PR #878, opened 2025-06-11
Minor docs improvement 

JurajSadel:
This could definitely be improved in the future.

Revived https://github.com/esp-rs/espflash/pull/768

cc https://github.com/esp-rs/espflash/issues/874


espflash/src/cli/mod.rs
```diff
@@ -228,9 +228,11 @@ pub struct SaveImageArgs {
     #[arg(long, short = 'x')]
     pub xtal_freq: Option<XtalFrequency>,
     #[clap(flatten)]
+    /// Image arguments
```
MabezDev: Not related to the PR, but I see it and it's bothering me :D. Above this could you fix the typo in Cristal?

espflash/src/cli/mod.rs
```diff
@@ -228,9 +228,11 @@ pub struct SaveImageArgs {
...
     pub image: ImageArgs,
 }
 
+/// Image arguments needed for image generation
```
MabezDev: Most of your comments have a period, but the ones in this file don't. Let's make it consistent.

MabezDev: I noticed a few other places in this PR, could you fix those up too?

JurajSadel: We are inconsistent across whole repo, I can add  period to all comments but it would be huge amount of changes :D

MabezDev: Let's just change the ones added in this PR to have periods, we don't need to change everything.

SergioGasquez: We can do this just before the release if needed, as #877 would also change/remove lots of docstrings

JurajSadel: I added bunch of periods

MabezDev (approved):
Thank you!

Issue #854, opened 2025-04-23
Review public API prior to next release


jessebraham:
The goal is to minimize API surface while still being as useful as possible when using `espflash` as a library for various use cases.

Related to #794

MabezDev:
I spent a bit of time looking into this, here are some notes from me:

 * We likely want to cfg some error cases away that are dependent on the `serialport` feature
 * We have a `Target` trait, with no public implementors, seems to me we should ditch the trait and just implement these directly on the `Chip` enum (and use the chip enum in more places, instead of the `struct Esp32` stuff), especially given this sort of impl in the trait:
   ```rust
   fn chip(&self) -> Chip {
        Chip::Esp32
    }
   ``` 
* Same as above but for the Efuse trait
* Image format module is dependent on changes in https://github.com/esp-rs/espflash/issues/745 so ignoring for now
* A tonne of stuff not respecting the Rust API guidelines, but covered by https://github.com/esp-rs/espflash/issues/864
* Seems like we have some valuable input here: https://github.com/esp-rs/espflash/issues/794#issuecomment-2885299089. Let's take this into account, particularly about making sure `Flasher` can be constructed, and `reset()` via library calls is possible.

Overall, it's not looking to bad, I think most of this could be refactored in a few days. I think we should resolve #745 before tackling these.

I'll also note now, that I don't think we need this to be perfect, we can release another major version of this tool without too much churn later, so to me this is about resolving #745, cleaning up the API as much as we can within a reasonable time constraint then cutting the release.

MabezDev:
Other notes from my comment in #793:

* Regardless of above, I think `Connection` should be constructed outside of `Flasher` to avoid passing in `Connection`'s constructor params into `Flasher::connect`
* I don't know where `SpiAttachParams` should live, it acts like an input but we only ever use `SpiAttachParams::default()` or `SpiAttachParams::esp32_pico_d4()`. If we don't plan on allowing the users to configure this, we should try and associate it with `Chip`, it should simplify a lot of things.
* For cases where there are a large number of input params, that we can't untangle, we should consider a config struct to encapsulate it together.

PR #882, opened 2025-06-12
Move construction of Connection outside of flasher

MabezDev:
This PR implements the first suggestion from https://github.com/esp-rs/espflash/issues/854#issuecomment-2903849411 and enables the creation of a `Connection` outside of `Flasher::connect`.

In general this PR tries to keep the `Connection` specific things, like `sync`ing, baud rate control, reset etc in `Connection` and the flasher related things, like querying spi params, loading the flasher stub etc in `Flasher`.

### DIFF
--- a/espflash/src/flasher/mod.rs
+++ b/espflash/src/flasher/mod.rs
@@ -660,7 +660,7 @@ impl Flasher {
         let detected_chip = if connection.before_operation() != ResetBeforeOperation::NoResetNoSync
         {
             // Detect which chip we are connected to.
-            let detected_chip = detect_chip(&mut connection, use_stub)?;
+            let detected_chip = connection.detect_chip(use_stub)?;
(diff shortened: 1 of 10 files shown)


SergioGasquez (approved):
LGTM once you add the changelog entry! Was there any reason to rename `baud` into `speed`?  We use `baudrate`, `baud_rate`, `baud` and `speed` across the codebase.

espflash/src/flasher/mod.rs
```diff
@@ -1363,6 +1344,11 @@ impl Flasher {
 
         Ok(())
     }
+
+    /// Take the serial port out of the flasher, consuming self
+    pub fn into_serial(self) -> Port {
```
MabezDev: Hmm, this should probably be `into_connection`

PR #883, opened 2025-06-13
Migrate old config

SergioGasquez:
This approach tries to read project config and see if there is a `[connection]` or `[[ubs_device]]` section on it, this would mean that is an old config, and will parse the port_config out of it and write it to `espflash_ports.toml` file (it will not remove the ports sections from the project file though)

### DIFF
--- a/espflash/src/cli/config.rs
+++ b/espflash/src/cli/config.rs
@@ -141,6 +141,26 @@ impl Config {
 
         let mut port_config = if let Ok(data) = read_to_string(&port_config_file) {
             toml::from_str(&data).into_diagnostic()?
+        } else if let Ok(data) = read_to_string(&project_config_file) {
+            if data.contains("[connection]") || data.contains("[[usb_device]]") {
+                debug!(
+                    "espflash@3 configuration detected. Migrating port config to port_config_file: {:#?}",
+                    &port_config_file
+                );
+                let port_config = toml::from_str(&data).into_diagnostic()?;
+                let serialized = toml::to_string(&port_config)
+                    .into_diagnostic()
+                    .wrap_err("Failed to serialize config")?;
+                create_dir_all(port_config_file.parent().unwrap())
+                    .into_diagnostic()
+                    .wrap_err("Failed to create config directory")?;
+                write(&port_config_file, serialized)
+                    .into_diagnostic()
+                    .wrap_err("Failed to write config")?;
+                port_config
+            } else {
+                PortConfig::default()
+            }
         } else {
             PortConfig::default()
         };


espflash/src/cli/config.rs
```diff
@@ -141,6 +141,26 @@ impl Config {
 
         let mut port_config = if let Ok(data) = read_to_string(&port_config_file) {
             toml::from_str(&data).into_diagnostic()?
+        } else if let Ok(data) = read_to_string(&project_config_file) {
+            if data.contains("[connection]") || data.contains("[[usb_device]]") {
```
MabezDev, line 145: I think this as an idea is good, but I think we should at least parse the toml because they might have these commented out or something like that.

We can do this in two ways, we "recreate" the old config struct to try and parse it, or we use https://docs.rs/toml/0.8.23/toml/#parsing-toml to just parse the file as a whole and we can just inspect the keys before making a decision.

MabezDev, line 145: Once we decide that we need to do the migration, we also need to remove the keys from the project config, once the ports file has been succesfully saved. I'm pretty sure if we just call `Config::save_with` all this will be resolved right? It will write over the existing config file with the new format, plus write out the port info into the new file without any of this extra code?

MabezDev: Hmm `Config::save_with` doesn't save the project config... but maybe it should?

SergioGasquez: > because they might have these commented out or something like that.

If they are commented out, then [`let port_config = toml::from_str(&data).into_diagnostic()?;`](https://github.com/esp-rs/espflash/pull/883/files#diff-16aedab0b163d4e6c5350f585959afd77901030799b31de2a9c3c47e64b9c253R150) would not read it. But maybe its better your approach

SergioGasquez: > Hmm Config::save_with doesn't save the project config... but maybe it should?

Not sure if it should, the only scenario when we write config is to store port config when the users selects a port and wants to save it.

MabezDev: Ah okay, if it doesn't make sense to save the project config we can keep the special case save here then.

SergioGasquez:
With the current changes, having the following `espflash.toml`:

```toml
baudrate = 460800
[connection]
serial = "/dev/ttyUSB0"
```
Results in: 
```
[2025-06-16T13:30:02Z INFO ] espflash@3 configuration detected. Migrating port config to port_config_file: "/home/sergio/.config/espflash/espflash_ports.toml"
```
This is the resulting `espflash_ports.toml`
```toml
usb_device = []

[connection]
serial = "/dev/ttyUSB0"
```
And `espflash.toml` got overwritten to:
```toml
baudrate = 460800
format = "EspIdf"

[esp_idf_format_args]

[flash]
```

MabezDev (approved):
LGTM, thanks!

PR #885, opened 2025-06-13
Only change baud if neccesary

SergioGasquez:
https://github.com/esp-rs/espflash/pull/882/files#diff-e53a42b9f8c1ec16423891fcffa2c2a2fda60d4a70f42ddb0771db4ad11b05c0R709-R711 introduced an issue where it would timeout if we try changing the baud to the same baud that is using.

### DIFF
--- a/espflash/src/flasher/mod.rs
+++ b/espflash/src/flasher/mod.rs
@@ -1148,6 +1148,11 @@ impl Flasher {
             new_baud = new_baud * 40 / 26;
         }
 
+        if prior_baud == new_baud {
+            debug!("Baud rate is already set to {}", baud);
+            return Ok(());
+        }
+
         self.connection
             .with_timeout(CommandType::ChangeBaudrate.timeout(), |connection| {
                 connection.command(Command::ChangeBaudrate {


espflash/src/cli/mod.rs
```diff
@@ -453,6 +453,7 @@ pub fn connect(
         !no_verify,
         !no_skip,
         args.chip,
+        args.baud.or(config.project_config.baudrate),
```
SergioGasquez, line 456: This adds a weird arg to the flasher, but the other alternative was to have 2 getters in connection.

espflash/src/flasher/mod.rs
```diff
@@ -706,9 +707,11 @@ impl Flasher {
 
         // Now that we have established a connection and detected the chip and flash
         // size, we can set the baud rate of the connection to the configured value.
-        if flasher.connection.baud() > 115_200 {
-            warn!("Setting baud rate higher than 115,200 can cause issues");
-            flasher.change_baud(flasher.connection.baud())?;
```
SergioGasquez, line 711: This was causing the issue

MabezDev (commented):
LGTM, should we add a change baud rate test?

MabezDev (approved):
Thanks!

--

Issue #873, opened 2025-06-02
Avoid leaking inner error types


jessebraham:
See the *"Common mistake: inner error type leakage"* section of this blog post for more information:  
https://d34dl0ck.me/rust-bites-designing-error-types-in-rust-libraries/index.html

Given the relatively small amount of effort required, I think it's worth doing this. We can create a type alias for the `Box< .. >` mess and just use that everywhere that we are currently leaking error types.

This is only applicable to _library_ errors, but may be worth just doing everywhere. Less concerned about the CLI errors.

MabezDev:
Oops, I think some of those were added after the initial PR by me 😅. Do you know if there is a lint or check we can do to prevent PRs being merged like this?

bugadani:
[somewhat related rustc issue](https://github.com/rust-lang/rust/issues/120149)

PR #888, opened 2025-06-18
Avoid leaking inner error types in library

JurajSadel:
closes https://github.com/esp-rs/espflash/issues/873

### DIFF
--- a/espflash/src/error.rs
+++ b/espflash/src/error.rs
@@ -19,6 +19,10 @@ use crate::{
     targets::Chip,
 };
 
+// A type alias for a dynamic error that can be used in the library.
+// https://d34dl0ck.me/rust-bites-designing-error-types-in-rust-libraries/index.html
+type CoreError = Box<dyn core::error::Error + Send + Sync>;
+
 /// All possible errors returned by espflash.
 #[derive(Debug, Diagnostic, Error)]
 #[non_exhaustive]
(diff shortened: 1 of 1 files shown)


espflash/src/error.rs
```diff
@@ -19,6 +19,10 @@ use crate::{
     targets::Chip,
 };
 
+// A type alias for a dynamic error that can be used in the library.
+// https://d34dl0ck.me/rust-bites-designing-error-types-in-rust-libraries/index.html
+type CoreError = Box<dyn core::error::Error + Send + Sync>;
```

--

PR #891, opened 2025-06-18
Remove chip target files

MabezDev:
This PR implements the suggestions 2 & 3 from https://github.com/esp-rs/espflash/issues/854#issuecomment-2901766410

-- TRY IT --
Wherever the string "they" occurs in the records above, copy that line.

-- WRITTEN ANSWER --
MabezDev, line 145: I think this as an idea is good, but I think we should at least parse the toml because they might have these commented out or something like that.
SergioGasquez: > because they might have these commented out or something like that.
If they are commented out, then [`let port_config = toml::from_str(&data).into_diagnostic()?;`](https://github.com/esp-rs/espflash/pull/883/files#diff-16aedab0b163d4e6c5350f585959afd77901030799b31de2a9c3c47e64b9c253R150) would not read it. But maybe its better your approach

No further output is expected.